Tuesday, October 29, 2013

Woes of a grad school student

So, I escaped a lot of the horrors of grad school by choosing an online program. I don't have to defend my thesis (at least, I don't think I do--how do you "defend" a collection of personal essays, anyway?), I'm not living on a starving student budget, and school works around my work schedule. Heck, I've even enjoyed it most of the time.

But sometimes, I suffer. And by sometimes, I mean right now. It's part of the universe's plan to make sure October/November is a soul-sucking time to be a student.

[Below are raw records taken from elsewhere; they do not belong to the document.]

PR #1629, opened 2019-01-28
Feat: REPLAT-5155 In depth header width

jimhunty:
https://nidigitalsolutions.jira.com/browse/REPLAT-5155

* Sets a max width of 1180px for items that are considered "100%" width.
* Increases in font size for Headline
* Meta information changes display layout and introduces a seperator

### DIFF
--- a/packages/article-in-depth/__tests__/shared-with-style.native.js
+++ b/packages/article-in-depth/__tests__/shared-with-style.native.js
@@ -10,6 +10,7 @@ import {
   print
 } from "@times-components/jest-serializer";
 import { themeFactory } from "@times-components/styleguide";
+import { setIsTablet } from "@times-components/test-utils/dimensions";
 import "./mocks.native";
 import ArticleInDepth from "../src/article-in-depth";
 import articleFixture, { testFixture } from "../fixtures/full-article";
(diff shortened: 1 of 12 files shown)


packages/article-in-depth/__tests__/shared-with-style.native.js
```diff
@@ -177,4 +178,37 @@ export default () => {
 
     expect(testRenderer).toMatchSnapshot();
   });
+
+  it("tablet full article with style in the culture magazine", () => {
```
tuncaulubilge: Do we need all three styles tested in tablet?

nathggns: I don't think so. I didn't do that on magazine.

jimhunty: The styling is different on tablet, so I think we do. We want to track that this doesn't regress.

nathggns: The tablet-specific styles are not dependent on the section, as far as I'm aware?

jimhunty: They are, the font changes and therefore the font matrix (font, font size, line height) for that changes based on the section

And then I saw this on Facebook and it made me smile:

A gift idea for your loved ones: Graduate School Barbie
Item description from this blog:
Graduate School Barbie comes in two forms: Delusional Master's Barbie (TM) and Ph.D. Masochist Barbie (TM).
Yes, I'm feeling delusional at the moment.
Every Graduate School Barbie comes with these fun-filled features guaranteed to delight and entertain for hours: Grad School Barbie comes out of the box with a big grin on her face that turns into a frown after 2 weeks or her first advisor meeting (whichever comes first). She also has adorable black circles under her delightfully bloodshot eyes.
Thank you for noticing.
Comes with two outfits: a grubby pair of blue jeans and a 5-year-old game T-shirt, and a floppy pair of gray sweatpants with a matching "I hate my life" T-shirt.
Okay, have you been spying on my wardrobe choices?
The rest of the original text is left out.